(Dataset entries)

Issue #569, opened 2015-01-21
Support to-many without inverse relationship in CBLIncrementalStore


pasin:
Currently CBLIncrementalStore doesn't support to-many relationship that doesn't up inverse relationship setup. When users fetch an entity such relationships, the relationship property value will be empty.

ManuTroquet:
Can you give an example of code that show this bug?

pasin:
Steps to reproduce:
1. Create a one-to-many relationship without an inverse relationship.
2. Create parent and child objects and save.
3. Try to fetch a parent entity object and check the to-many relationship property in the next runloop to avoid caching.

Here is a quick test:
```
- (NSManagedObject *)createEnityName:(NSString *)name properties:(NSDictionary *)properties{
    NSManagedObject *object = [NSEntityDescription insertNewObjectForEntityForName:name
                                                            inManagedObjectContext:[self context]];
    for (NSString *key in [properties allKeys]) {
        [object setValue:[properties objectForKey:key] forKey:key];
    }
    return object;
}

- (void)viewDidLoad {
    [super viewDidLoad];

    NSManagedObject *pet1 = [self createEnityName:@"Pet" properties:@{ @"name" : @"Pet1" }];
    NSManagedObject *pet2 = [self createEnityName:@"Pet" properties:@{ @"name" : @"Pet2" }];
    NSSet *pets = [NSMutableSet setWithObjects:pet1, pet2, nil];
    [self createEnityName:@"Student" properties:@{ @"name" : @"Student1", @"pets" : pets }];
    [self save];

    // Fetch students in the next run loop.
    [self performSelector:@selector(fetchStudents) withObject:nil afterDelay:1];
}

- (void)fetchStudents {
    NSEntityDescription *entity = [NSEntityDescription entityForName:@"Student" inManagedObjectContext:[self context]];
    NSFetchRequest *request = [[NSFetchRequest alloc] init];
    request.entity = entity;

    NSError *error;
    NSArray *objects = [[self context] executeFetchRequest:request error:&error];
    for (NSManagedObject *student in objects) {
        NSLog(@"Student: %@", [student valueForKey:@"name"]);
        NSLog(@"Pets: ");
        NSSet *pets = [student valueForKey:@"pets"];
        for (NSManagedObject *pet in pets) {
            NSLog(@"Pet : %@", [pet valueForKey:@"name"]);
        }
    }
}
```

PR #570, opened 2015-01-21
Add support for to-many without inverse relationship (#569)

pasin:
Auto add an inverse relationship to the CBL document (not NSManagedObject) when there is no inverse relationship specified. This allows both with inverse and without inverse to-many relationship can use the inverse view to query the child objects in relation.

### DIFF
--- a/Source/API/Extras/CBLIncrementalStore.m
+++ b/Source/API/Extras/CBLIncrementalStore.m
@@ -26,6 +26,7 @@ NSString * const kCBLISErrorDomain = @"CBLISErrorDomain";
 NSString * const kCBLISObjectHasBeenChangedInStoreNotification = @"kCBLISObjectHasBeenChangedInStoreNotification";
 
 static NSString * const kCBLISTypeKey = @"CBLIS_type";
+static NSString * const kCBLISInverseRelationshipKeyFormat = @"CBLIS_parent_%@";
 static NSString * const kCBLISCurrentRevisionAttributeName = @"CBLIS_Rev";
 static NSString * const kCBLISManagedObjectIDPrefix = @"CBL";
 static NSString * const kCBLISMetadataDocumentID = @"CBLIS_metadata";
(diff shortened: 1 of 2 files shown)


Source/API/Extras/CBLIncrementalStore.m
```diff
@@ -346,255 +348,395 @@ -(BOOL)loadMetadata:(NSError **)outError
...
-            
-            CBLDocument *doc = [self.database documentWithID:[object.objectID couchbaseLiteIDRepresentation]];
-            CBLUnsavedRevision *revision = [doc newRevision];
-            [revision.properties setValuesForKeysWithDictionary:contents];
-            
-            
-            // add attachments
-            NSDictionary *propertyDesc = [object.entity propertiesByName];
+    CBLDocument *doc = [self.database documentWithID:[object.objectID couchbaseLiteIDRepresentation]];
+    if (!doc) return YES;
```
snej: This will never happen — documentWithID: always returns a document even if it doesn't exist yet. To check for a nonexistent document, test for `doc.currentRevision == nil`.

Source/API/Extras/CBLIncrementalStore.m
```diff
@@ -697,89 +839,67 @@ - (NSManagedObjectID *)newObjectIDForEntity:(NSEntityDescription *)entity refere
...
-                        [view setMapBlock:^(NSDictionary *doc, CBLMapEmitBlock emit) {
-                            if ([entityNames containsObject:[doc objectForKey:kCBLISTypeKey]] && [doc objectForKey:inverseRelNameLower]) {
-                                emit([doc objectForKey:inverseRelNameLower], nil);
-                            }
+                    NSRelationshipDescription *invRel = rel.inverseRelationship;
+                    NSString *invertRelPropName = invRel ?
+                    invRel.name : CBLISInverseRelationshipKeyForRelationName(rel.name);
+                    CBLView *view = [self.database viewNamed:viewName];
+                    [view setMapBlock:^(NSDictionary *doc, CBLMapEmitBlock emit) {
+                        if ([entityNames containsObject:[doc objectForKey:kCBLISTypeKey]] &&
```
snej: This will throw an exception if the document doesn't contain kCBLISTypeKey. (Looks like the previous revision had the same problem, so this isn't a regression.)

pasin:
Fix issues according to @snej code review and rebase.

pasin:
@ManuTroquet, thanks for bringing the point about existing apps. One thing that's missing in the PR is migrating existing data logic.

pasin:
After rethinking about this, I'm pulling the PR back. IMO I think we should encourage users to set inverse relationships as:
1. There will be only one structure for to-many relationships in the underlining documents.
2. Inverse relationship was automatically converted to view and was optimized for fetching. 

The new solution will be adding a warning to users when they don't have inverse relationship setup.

Exercise:
Can you restate every record above word for word?

Finished task:
Issue #569, opened 2015-01-21
Support to-many without inverse relationship in CBLIncrementalStore


pasin:
Currently CBLIncrementalStore doesn't support to-many relationship that doesn't up inverse relationship setup. When users fetch an entity such relationships, the relationship property value will be empty.

ManuTroquet:
Can you give an example of code that show this bug?

pasin:
Steps to reproduce:
1. Create a one-to-many relationship without an inverse relationship.
2. Create parent and child objects and save.
3. Try to fetch a parent entity object and check the to-many relationship property in the next runloop to avoid caching.

Here is a quick test:
```
- (NSManagedObject *)createEnityName:(NSString *)name properties:(NSDictionary *)properties{
    NSManagedObject *object = [NSEntityDescription insertNewObjectForEntityForName:name
                                                            inManagedObjectContext:[self context]];
    for (NSString *key in [properties allKeys]) {
        [object setValue:[properties objectForKey:key] forKey:key];
    }
    return object;
}

- (void)viewDidLoad {
    [super viewDidLoad];

    NSManagedObject *pet1 = [self createEnityName:@"Pet" properties:@{ @"name" : @"Pet1" }];
    NSManagedObject *pet2 = [self createEnityName:@"Pet" properties:@{ @"name" : @"Pet2" }];
    NSSet *pets = [NSMutableSet setWithObjects:pet1, pet2, nil];
    [self createEnityName:@"Student" properties:@{ @"name" : @"Student1", @"pets" : pets }];
    [self save];

    // Fetch students in the next run loop.
    [self performSelector:@selector(fetchStudents) withObject:nil afterDelay:1];
}

- (void)fetchStudents {
    NSEntityDescription *entity = [NSEntityDescription entityForName:@"Student" inManagedObjectContext:[self context]];
    NSFetchRequest *request = [[NSFetchRequest alloc] init];
    request.entity = entity;

    NSError *error;
    NSArray *objects = [[self context] executeFetchRequest:request error:&error];
    for (NSManagedObject *student in objects) {
        NSLog(@"Student: %@", [student valueForKey:@"name"]);
        NSLog(@"Pets: ");
        NSSet *pets = [student valueForKey:@"pets"];
        for (NSManagedObject *pet in pets) {
            NSLog(@"Pet : %@", [pet valueForKey:@"name"]);
        }
    }
}
```

PR #570, opened 2015-01-21
Add support for to-many without inverse relationship (#569)

pasin:
Auto add an inverse relationship to the CBL document (not NSManagedObject) when there is no inverse relationship specified. This allows both with inverse and without inverse to-many relationship can use the inverse view to query the child objects in relation.

### DIFF
--- a/Source/API/Extras/CBLIncrementalStore.m
+++ b/Source/API/Extras/CBLIncrementalStore.m
@@ -26,6 +26,7 @@ NSString * const kCBLISErrorDomain = @"CBLISErrorDomain";
 NSString * const kCBLISObjectHasBeenChangedInStoreNotification = @"kCBLISObjectHasBeenChangedInStoreNotification";
 
 static NSString * const kCBLISTypeKey = @"CBLIS_type";
+static NSString * const kCBLISInverseRelationshipKeyFormat = @"CBLIS_parent_%@";
 static NSString * const kCBLISCurrentRevisionAttributeName = @"CBLIS_Rev";
 static NSString * const kCBLISManagedObjectIDPrefix = @"CBL";
 static NSString * const kCBLISMetadataDocumentID = @"CBLIS_metadata";
(diff shortened: 1 of 2 files shown)


Source/API/Extras/CBLIncrementalStore.m
```diff
@@ -346,255 +348,395 @@ -(BOOL)loadMetadata:(NSError **)outError
...
-            
-            CBLDocument *doc = [self.database documentWithID:[object.objectID couchbaseLiteIDRepresentation]];
-            CBLUnsavedRevision *revision = [doc newRevision];
-            [revision.properties setValuesForKeysWithDictionary:contents];
-            
-            
-            // add attachments
-            NSDictionary *propertyDesc = [object.entity propertiesByName];
+    CBLDocument *doc = [self.database documentWithID:[object.objectID couchbaseLiteIDRepresentation]];
+    if (!doc) return YES;
```
snej: This will never happen — documentWithID: always returns a document even if it doesn't exist yet. To check for a nonexistent document, test for `doc.currentRevision == nil`.

Source/API/Extras/CBLIncrementalStore.m
```diff
@@ -697,89 +839,67 @@ - (NSManagedObjectID *)newObjectIDForEntity:(NSEntityDescription *)entity refere
...
-                        [view setMapBlock:^(NSDictionary *doc, CBLMapEmitBlock emit) {
-                            if ([entityNames containsObject:[doc objectForKey:kCBLISTypeKey]] && [doc objectForKey:inverseRelNameLower]) {
-                                emit([doc objectForKey:inverseRelNameLower], nil);
-                            }
+                    NSRelationshipDescription *invRel = rel.inverseRelationship;
+                    NSString *invertRelPropName = invRel ?
+                    invRel.name : CBLISInverseRelationshipKeyForRelationName(rel.name);
+                    CBLView *view = [self.database viewNamed:viewName];
+                    [view setMapBlock:^(NSDictionary *doc, CBLMapEmitBlock emit) {
+                        if ([entityNames containsObject:[doc objectForKey:kCBLISTypeKey]] &&
```
snej: This will throw an exception if the document doesn't contain kCBLISTypeKey. (Looks like the previous revision had the same problem, so this isn't a regression.)

pasin:
Fix issues according to @snej code review and rebase.

pasin:
@ManuTroquet, thanks for bringing the point about existing apps. One thing that's missing in the PR is migrating existing data logic.

pasin:
After rethinking about this, I'm pulling the PR back. IMO I think we should encourage users to set inverse relationships as:
1. There will be only one structure for to-many relationships in the underlining documents.
2. Inverse relationship was automatically converted to view and was optimized for fetching. 

The new solution will be adding a warning to users when they don't have inverse relationship setup.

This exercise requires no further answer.